معنية برصد انتهاكات حقوق التعبير في حق الأفراد و المؤسسات.

Letter to National Council for Human Rights

January 2018

Mr. Mohamed Fayak

Head of the National Council for Human Rights

69 Giza street, next to the Saudi embassy

Giza

Subject: Situation of imprisoned journalists in Egypt.

 

The Association for Freedom of Thought and Expression (AFTE) is writing to you to inform you of the situation of imprisoned journalists in Egypt, demanding that you seek to ensure the freedom of those journalists, who are harshly treated by the authorities for carrying out their journalistic profession. AFTE hopes that you will ensure the right of every journalist to work freely without restriction of personal freedom or threat to his/her physical safety.

AFTE is a group of lawyers and researchers, registered as an Egyptian legal entity since 2006 that works in the defense of freedom of expression and promotion of freedom of exchange of information.

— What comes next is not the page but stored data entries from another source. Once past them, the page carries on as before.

PR #1144, opened 2018-01-31
fix firefox sendrecv

kekkokk:
There's an open bug in firefox 59 that had to be landed in 59 but apparently it's still there, that causes the browser to ingore the offertoreceivevideo: false and offertoreceiveaudio: false, resulting in an sdp in sendrecv direction. (this because they now implemented transceivers)
also in simulcast, firefox generates audio in sendonly direction and video in sendrecv. this breaks the logic since licode can handle only one direction for every peerconnection.

this is a temporary fix, since Firefox or adapter have to handle this misbehavior.

you can follow these topics if interested in:
https://github.com/webrtc/adapter/issues/760
https://bugzilla.mozilla.org/show_bug.cgi?id=1433953 (from comment 3)

### DIFF
--- a/erizo_controller/erizoClient/src/utils/SdpHelpers.js
+++ b/erizo_controller/erizoClient/src/utils/SdpHelpers.js
@@ -1,3 +1,5 @@
+import Direction from '../../../common/semanticSdp/Direction';
+
 const SdpHelpers = {};
 
 SdpHelpers.addSim = (spatialLayers) => {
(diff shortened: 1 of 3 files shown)


jcague:
@kekkokk seems like the bug is already fixed in Firefox 59, has it landed in the binaries yet?

kekkokk:
I'll test in the afternoon then I'll close pr if everything's fixed.

mccob:
any news about this PR ? 

seems still not working with FF 59 with this files (run install erizoControler & install basic example) but I haven't merged with commits since this PR. Only tested files here. May merging would help (but there is conflicts).

mccob:
tried to merge this PR with last release of licode

get javascript error : 

ERROR:  message: TypeError: "sdp is undefined"  in baseStack at Create Offer
TypeError
​
columnNumber: 3
fileName: "/erizo.js"
lineNumber: 5275

tried to understand why

kekkokk:
this is an old pr so likely the code diverged and something screwd up. 
you also need to run ./installErizo.sh -c to compile the client.

mccob:
I run  ./installErizo.sh but may be more fast to use -c :) thank you

Will try to find there is an error. If you any idea, don't hesitate ;)

PR #1151, opened 2018-02-09
Add/edge support

kekkokk:
In march will be released this fix:
[Edge Support](https://developer.microsoft.com/en-us/microsoft-edge/platform/issues/12919339/)

This allows Licode to support it.
Note: the Edge publisher side in VP8 still sucks, even in p2p.
So for an "usable" environment we have to wait that Edge fixes its vp8 encoder


erizo_controller/erizoClient/src/webrtc-stacks/BaseStack.js
```diff
@@ -17,6 +17,7 @@ const BaseStack = (specInput) => {
 
   that.pcConfig = {
     iceServers: [],
+    bundlePolicy: 'max-bundle',
```
jcague: have you tested this property with Chrome/Firefox? My only concern is not to break things that are working with the browsers that we currently support.

erizo_controller/erizoJS/models/SessionDescription.js
```diff
@@ -68,7 +68,9 @@ function getMediaInfoFromDescription(info, sdp, mediaType) {
 
   let ice = info.getICECredentials(mediaType);
   if (ice) {
-    media.setICE(new ICEInfo(ice[0], ice[1]));
+    const thisIceInfo = new ICEInfo(ice[0], ice[1]);
+    thisIceInfo.setEndOfCandidates('end-of-candidates');
```
jcague: does this break something in Chrome/Firefox?

erizo_controller/erizoClient/src/webrtc-stacks/BaseStack.js
kekkokk: this breaks p2p firefox, sorry I forgot to update the pr. this must be moved only in EdgeStack, maybe in a separate pr in the future.

erizo_controller/erizoJS/models/SessionDescription.js
kekkokk: this is bulletproof

arsenicraghav: This is breaking things in chrome, local and remote stream turns black after merging this change

PR #1152, opened 2018-02-09
Fix Rtp padding generator for older firefox build.

kekkokk:
Also set marker to false per RFC

Idk if it needs some unit tests


jcague:
does these changes still works for Chrome? I think to remember we had some issues in the past with the marker set to true (but I might be wrong).

erizo/src/erizo/rtp/RtpPaddingGeneratorHandler.cpp
```diff
@@ -100,6 +100,7 @@ void RtpPaddingGeneratorHandler::sendPaddingPacket(std::shared_ptr<DataPacket> p
   RtpHeader *rtp_header = reinterpret_cast<RtpHeader*>(padding_packet->data);
 
   rtp_header->setSeqNumber(sequence_number.output);
+  rtp_header->setMarker(false);
```
jcague: could we set the marker bit inside RtpUtils::makePaddingPacket please?

erizo/src/erizo/rtp/RtpPaddingGeneratorHandler.cpp
```diff
@@ -110,7 +111,9 @@ void RtpPaddingGeneratorHandler::onPacketWithMarkerSet(std::shared_ptr<DataPacke
   for (uint i = 0; i < number_of_full_padding_packets_; i++) {
     sendPaddingPacket(packet, kMaxPaddingSize);
   }
-  sendPaddingPacket(packet, last_padding_packet_size_);
+  // Temporary fix since https://bugzilla.mozilla.org/show_bug.cgi?id=1435025 is fixed
+  // Only send full rtp padding packet as suggested also in webrtc code.
+  // sendPaddingPacket(packet, last_padding_packet_size_);
```
jcague: this could affect the way the congestion control works, have you tested it with Chrome too? did you notice any significant change in the amount of time it takes for simulcast to increase the quality layers?

kekkokk:
I tested with chrome and seems ok! also because chrome itself send the packet with the marker false.
I'll try some more in the afternoon since the tests I made were done without listening to rembs (we found that they're too conservatives and tend to lower a lot in short period of time. but instead, making the senderBWestimator works only with RRs it's way more stable.
I did a pr time ago that was closed in which I used this approach.

If you can also test this will be great, but I don't think this will cause any issue.

erizo/src/erizo/rtp/RtpPaddingGeneratorHandler.cpp
kekkokk: I'm sorry idk why i messed up here

PR #1160, opened 2018-03-01
Fix some crashes when Erizo is closing MediaStreams and WebRtcConnections

jcague:
**Description**

Fix some crashes when Erizo is closing MediaStreams and WebRtcConnections. It doesn't fix all the cases since I still see some cores from time to time, but it should help reducing the issues.


erizoAPI/MediaStream.cc
```diff
@@ -18,6 +18,8 @@ using v8::Exception;
 using v8::Value;
 using json = nlohmann::json;
 
+DEFINE_LOGGER(MediaStream, "ErizoAPI.MediaStream");
```
lodoyun: 👍 to using the logger here

PR #1162, opened 2018-03-02
Initial support for multiple MediaStreams in a single WebRtcConnection

jcague:
**Description**

This PR adds initial support for handling multiple streams in a single WebRtcConnection inside Erizo.

Not needed.

### DIFF
--- a/erizo/src/erizo/WebRtcConnection.cpp
+++ b/erizo/src/erizo/WebRtcConnection.cpp
@@ -402,7 +402,7 @@ void WebRtcConnection::onTransportData(std::shared_ptr<DataPacket> packet, Trans
   RtpHeader *head = reinterpret_cast<RtpHeader*> (buf);
   RtcpHeader *chead = reinterpret_cast<RtcpHeader*> (buf);
   uint32_t ssrc = head->getSSRC();
-  if (chead->isRtcp()) {
+  if (chead->isRtcp() && chead->packettype != RTCP_Sender_PT) {  // Sender Report
     ssrc = chead->getSourceSSRC();
   }
   forEachMediaStream([packet, transport, ssrc] (const std::shared_ptr<MediaStream> &media_stream) {
--- a/erizo/src/erizo/WebRtcConnection.cpp
+++ b/erizo/src/erizo/WebRtcConnection.cpp
@@ -100,14 +100,6 @@ bool WebRtcConnection::init() {
   return true;
 }
 
-bool WebRtcConnection::isSourceSSRC(uint32_t ssrc) {
-  return media_stream_->isVideoSourceSSRC(ssrc) || media_stream_->isAudioSourceSSRC(ssrc);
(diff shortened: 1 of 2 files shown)


erizo/src/erizo/WebRtcConnection.cpp
```diff
@@ -385,7 +398,18 @@ void WebRtcConnection::onTransportData(std::shared_ptr<DataPacket> packet, Trans
   if (getCurrentState() != CONN_READY) {
     return;
   }
-  media_stream_->onTransportData(packet, transport);
+  char* buf = packet->data;
+  RtpHeader *head = reinterpret_cast<RtpHeader*> (buf);
+  RtcpHeader *chead = reinterpret_cast<RtcpHeader*> (buf);
+  uint32_t ssrc = head->getSSRC();
+  if (chead->isRtcp()) {
+    ssrc = chead->getSourceSSRC();
```
lodoyun: I think this won't work for sender reports. In that case, we need `chead->getSSRC()`

erizo/src/erizo/WebRtcConnection.cpp
```diff
@@ -385,7 +398,18 @@ void WebRtcConnection::onTransportData(std::shared_ptr<DataPacket> packet, Trans
...
+  }
+  forEachMediaStream([packet, transport, ssrc] (const std::shared_ptr<MediaStream> &media_stream) {
+    if (media_stream->isSourceSSRC(ssrc) || media_stream->isSinkSSRC(ssrc)) {
```
lodoyun: This is ok. `isSourceSSRC` would make sure packets from a publisher are properly routed while `isSink` would work for feedback packets from a subscriber.

erizo/src/erizo/WebRtcConnection.cpp
```diff
@@ -201,8 +211,10 @@ bool WebRtcConnection::processRemoteSdp() {
   extension_processor_.setSdpInfo(local_sdp_);
   local_sdp_->updateSupportedExtensionMap(extension_processor_.getSupportedExtensionMap());
 
-  local_sdp_->video_ssrc_list.push_back(media_stream_->getVideoSinkSSRC());
-  local_sdp_->audio_ssrc = media_stream_->getAudioSinkSSRC();
+  forEachMediaStream([this] (const std::shared_ptr<MediaStream> &media_stream) {
+    local_sdp_->video_ssrc_list.push_back(media_stream->getVideoSinkSSRC());
+    local_sdp_->audio_ssrc = media_stream->getAudioSinkSSRC();
```
lodoyun: This is not part of this PR but, do you have a plan here? The obvious solution is to have another list for audio ssrcs.

jcague: I'd rather move the ssrc tracking to a new class called stream_sdp or similar.

PR #1164, opened 2018-03-06
 Decouple Connection logic in ErizoJS

jcague:
**Description**

This PR refactors the way we handle messages in ErizoJSController. The main idea is to decouple things between ErizoJSController, Connection, Publisher and Subscriber, while keeping the focus on making things easier for Single Peer Connection.

Not needed.

### DIFF
--- a/erizo_controller/erizoJS/erizoJSController.js
+++ b/erizo_controller/erizoJS/erizoJSController.js
@@ -215,7 +215,7 @@ exports.ErizoJSController = function (threadPool, ioThreadPool) {
      * Removes a publisher from the room. This also deletes the associated OneToManyProcessor.
      */
     that.removePublisher = function (clientId, streamId) {
-      return new Promise(function(resolve, reject) {
+      return new Promise(function(resolve) {
         var publisher = publishers[streamId];
           if (publisher !== undefined) {
               log.info(`message: Removing publisher, id: ${clientId}, streamId: ${streamId}`);
--- a/erizo_controller/erizoJS/erizoJSController.js
+++ b/erizo_controller/erizoJS/erizoJSController.js
@@ -5,14 +5,12 @@ var amqper = require('./../common/amqper');
 var Client = require('./models/Client').Client;
 var Publisher = require('./models/Publisher').Publisher;
 var ExternalInput = require('./models/Publisher').ExternalInput;
-var SessionDescription = require('./models/SessionDescription');
-var SemanticSdp = require('./../common/semanticSdp/SemanticSdp');
 
 // Logger
 var log = logger.getLogger('ErizoJSController');
 
 exports.ErizoJSController = function (threadPool, ioThreadPool) {
-    var that = {},
+    let that = {},
         // {streamId1: Publisher, streamId2: Publisher}
         publishers = {},
         // {clientId: Client}
@@ -20,31 +18,18 @@ exports.ErizoJSController = function (threadPool, ioThreadPool) {
         io = ioThreadPool,
         // {streamId: {timeout: timeout, interval: interval}}
         statsSubscriptions = {},
-        MIN_SLIDESHOW_PERIOD = 2000,
-        MAX_SLIDESHOW_PERIOD = 10000,
-        PLIS_TO_RECOVER = 3,
-        initWebRtcConnection,
-        closeWebRtcConnection,
+        onAdaptSchemeNotify,
+        onPeriodicStats,
+        addListenerToConnection,
+        onConnectionStatusEvent,
+        closeNode,
         getOrCreateClient,
-        getSdp,
-        getRoap,
-
-        CONN_INITIAL        = 101,
-        // CONN_STARTED        = 102,
-        CONN_GATHERED       = 103,
-        CONN_READY          = 104,
-        CONN_FINISHED       = 105,
-        CONN_CANDIDATE      = 201,
-        CONN_SDP            = 202,
-        CONN_FAILED         = 500,
         WARN_NOT_FOUND      = 404,
-        WARN_CONFLICT       = 409,
-        WARN_PRECOND_FAILED = 412,
-        WARN_BAD_CONNECTION = 502;
+        WARN_CONFLICT       = 409;
 
     that.publishers = publishers;
     that.ioThreadPool = io;
-    
+
     getOrCreateClient = (clientId) => {
       log.debug(`getOrCreateClient with id ${clientId}`);
       let client = clients.get(clientId);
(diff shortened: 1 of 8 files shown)


erizo_controller/erizoJS/models/Connection.js
```diff
@@ -52,27 +67,91 @@ class Connection {
...
+        case CONN_INITIAL:
+          this.emit('status_event', {type: 'started'}, newStatus);
+          break;
+
+        case CONN_SDP:
+        case CONN_GATHERED:
+          this.wrtc.localDescription = new SessionDescription(this.wrtc.getLocalDescription());
+          const sdp = this.wrtc.localDescription.getSdp();
+          mess = sdp.toString();
+          mess = mess.replace(this.privateRegexp, this.publicIP);
```
lodoyun: should probably be `this.options.privateRegexp` and `this.options.publicIP`

erizo_controller/erizoJS/models/Connection.js
```diff
@@ -52,27 +67,91 @@ class Connection {
...
+
+          const info = {type: this.options.createOffer ? 'offer' : 'answer', sdp: mess};
+          this.emit('status_event', info, newStatus);
+          break;
+
+        case CONN_CANDIDATE:
+          mess = mess.replace(this.privateRegexp, this.publicIP);
```
lodoyun: same as above

erizo_controller/erizoJS/models/Connection.js
```diff
@@ -52,27 +67,91 @@ class Connection {
...
   }
 
-  _createMediaStream (id) {
+  _createMediaStream (id, mediaStreamOptions) {
     log.debug(`message: _createMediaStream, connectionId: ${this.id}, mediaStreamId: ${id}`);
     const mediaStream = new addon.MediaStream(this.threadPool, this.wrtc, id,
       this._getMediaConfiguration(this.mediaConfiguration));
     mediaStream.id = id;
+    if (mediaStreamOptions) {
+      mediaStream.metadata = mediaStreamOptions;
```
lodoyun: 👍 However, now that we're adding metadata here we have to reconsider what we're doing with metadata at the WebRTCConnection level since we will add there the metadata from the first stream. Does it still make sense to have different metadata at each level?

erizo_controller/erizoJS/models/Connection.js
```diff
@@ -52,27 +67,91 @@ class Connection {
...
       this.mediaStreams.set(id, mediaStream);
     }
   }
+
   removeMediaStream(id) {
-    if(this.mediaStreams.get(id) !== undefined) {
+    if (this.mediaStreams.get(id) !== undefined) {
       this.wrtc.removeMediaStream(id);
       this.mediaStreams.get(id).close();
       this.mediaStreams.delete(id);
```
lodoyun: Maybe use `getNumMediaStreams` instead? Otherwise we don't really need it at the moment

erizo_controller/erizoJS/models/Publisher.js
```diff
@@ -129,24 +125,169 @@ class Source extends Node {
...
+    for (const index in disabledHandlers) {
+      this.mediaStream.disableHandler(disabledHandlers[index]);
+    }
+  }
+
+  _onSchemeSlideShowModeChange(message, clientId) {
+    this.setSlideShow(message.enabled, clientId);
+  }
+
+  onSignalingMessage(msg) {
```
lodoyun: 👍 to having the publisher and the subscriber negotiation separated. We can probably have the common parts in `NodeClass` at some point but just not having them inside an `if` makes it a lot clearer

erizo_controller/erizoJS/models/Publisher.js
```diff
@@ -129,24 +125,169 @@ class Source extends Node {
...
+        this.mediaStream.generatePLIPacket();
+      }, period);
+    } else {
+      for (let pliIndex = 0; pliIndex < PLIS_TO_RECOVER; pliIndex++) {
+        this.mediaStream.generatePLIPacket();
+      }
+
+      subscriber.mediaStream.setSlideShowMode(false);
+      subscriber.mediaStream.slideShowMode = false;
+      if (this.mediaStream.periodicPlis !== undefined) {
```
lodoyun: Can we use `maybeStopSlideshow()` here?

erizo_controller/erizoJS/models/Publisher.js
```diff
@@ -129,24 +125,169 @@ class Source extends Node {
...
+        if (action.enable) {
+          this.enableHandlers(publisherSide ? undefined : clientId, action.handlers);
+        } else {
+          this.disableHandlers(publisherSide ? undefined : clientId, action.handlers);
+        }
+        break;
+    }
+  }
+
+  generateVideoKeyFrame() {
```
lodoyun: Another nitpick. Since we're not actually generating a keyframe but requesting one via PLI. Can we name this `requestVideoKeyFrame`?

erizo_controller/erizoJS/models/Connection.js
lodoyun: I mean in the log message [below](https://github.com/lynckia/licode/pull/1164/files/b2b244865ad336fbcefe14ec01e3acd4eb57e05f#diff-a257b3a662e2e651ddb5db4d1565d303L79)

erizo_controller/erizoJS/models/Connection.js
jcague: only for logging purposes, but you're right that we'll update it in the future, so we need to follow a different approach. Anyway, I'd do it in another PR.

erizo_controller/erizoJS/models/Connection.js
jcague: good catch!

erizo_controller/erizoJS/models/Connection.js
jcague: you got it!

erizo_controller/erizoJS/models/Connection.js
jcague: good catch!

erizo_controller/erizoJS/models/Publisher.js
jcague: you got it

erizo_controller/erizoJS/models/Publisher.js
jcague: great! good catch!

erizo_controller/erizoJS/erizoJSController.js
```diff
@@ -495,27 +259,13 @@ exports.ErizoJSController = function (threadPool, ioThreadPool) {
     that.removeSubscriber = function (clientId, streamId) {
         const publisher = publishers[streamId];
         if (publisher && publisher.hasSubscriber(clientId)) {
-            
             let subscriber = publisher.getSubscriber(clientId);
+            subscriber.close();
```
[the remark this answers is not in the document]
jcague: good catch!

erizo_controller/erizoJS/erizoJSController.js
```diff
@@ -262,142 +123,46 @@ exports.ErizoJSController = function (threadPool, ioThreadPool) {
...
+                   'clientId: ' + clientId + ', ' +
+                   'streamId: ' + streamId + ', ' +
+                   logger.objectToLog(options) + ', ' +
+                   logger.objectToLog(options.metadata));
+          publisher = new Publisher(clientId, streamId, connection, options);
+          publishers[streamId] = publisher;
+          publisher.initMediaStream();
+          publisher.on('callback', onAdaptSchemeNotify.bind(this, callbackRpc));
+          publisher.on('periodic_stats', onPeriodicStats.bind(this, streamId, undefined));
+          addListenerToConnection(connection, callbackRpc, streamId, clientId);
```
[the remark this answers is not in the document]
jcague: sure! you got it

PR #1167, opened 2018-03-15
 Initial support to negotiate SDPs in Single Peer Connection

jcague:
**Description**

More work towards having Single Peer Connection in Lynckia. With this PR we start to have negotiation working in some cases with Chrome. I had to touch multiple files and how the negotiation is performed, so I don't want to add and fix more things to Single Peer Connection in this PR and test that it doesn't break anything.

Nothing changes in the public APIs. 
I added a thing to be considered by Native Clients: a new attribute called `label` that is needed to identify the stream in the web clients.


erizo/src/erizo/MediaStream.cpp
```diff
@@ -127,8 +129,8 @@ bool MediaStream::setRemoteSdp(std::shared_ptr<SdpInfo> sdp) {
 
   bundle_ = remote_sdp_->isBundle;
 
-  setVideoSourceSSRCList(remote_sdp_->video_ssrc_list);
-  setAudioSourceSSRC(remote_sdp_->audio_ssrc);
+  setVideoSourceSSRCList(remote_sdp_->video_ssrc_map[getLabel()]);
```
lodoyun: 👍 I like the ssrc[label] map.

erizo/src/erizo/WebRtcConnection.cpp
```diff
@@ -183,6 +190,18 @@ bool WebRtcConnection::setRemoteSdpInfo(std::shared_ptr<SdpInfo> sdp) {
 
 std::shared_ptr<SdpInfo> WebRtcConnection::getLocalSdpInfo() {
   ELOG_DEBUG("%s message: getting local SDPInfo", toLog());
+  forEachMediaStream([this] (const std::shared_ptr<MediaStream> &media_stream) {
```
lodoyun: I don't get why this is added here... Aren't we adding the SinkSSRCs to the local_sdp in both `createOffer` and `processRemoteSdp`. So in both cases of the negotiation we should have the local_sdp correctly filled in.

jcague: agree, I'll make sure we don't need this by running some test

erizo_controller/erizoClient/src/ErizoConnectionManager.js
```diff
@@ -160,9 +156,11 @@ class ErizoConnectionManager {
   closeConnection(connection) {
     Logger.debug(`Removing connection ${connection.sessionId}
        with erizoId ${connection.erizoId}`);
-    connection.close();
-    if (this.ErizoConnectionsMap.get(connection.erizoId) !== undefined) {
-      delete this.ErizoConnectionsMap.get(connection.erizoId)[connection.sessionId];
+    if (connection.streamsMap.size() === 0) {
```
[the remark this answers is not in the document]
jcague: 👍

There are various violations against journalists, notably arbitrary arrest, which is one of the frequent patterns of violations monitored and documented by many human rights institutions in recent years, as well as was indicated by President Abdel Fattah al-Sisi in one of his speeches, where he called for a revision of cases of imprisoned students. Journalists are among the groups that have been subjected to random arrests on many occasions.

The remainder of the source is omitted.